Наверное, лучшей надгробной похвалой незабвенному Руди фон Штарнбергу является признание, что первым моим импульсом при встрече с его отпрыском было метнуться к ближайшему стоп-крану и во все горло заорать: «На помощь!» Было время, когда я сделал бы и первое и второе, но когда тебе переваливает за пятьдесят, ты либо обретаешь навык загонять свой страх в бутылку, не подавать вида и шевелить мозгами как проклятый, либо... Либо тебе не удалось бы дожить до пятидесяти, маллум[887]
? Я понятия не имел, какого дьявола тут затевается или ради чего, но слышал имя, угрозу и видел «дерринджер» в его руке. Неудивительно, что он показался мне знакомым: несколько выше, челюсть длиннее, прямые каштановые волосы вместо кудрей, чисто выбрит, но ошибки быть не могло.
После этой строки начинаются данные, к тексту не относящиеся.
PR #1419, opened 2024-02-27
Stop using SecretCreate in client

erikbern:
This will let us delete the endpoint server-side in like 4-6 months :)


freider (approved):
lgtm!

Сын Руди... Боже, опять этот Руди!Из этого вытекало одно. К чему бы этот треклятый заговор ни вел, мое участие в нем должно свестись к срочной необходимости покинуть дьявольский поезд, причем джилди[888]
. Быть может, вам его угроза показалась бы смешной — как, на цивилизованной железной дороге, доставляющей респектабельных пассажиров сквозь сердце мирной Европы? Но только не мне — я знал эту семейку.